## Stored data
■ ■ ■
PR #2273, opened 2025-06-06
Less test generation

jneem:
This switches our path-based tests from `test_generator`'s compile-time generation to runtime generation using `libtest_mimic`.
■ ■ ■
The full listing should be restated word for word.

PR #2273, opened 2025-06-06
Less test generation

jneem:
This switches our path-based tests from `test_generator`'s compile-time generation to runtime generation using `libtest_mimic`.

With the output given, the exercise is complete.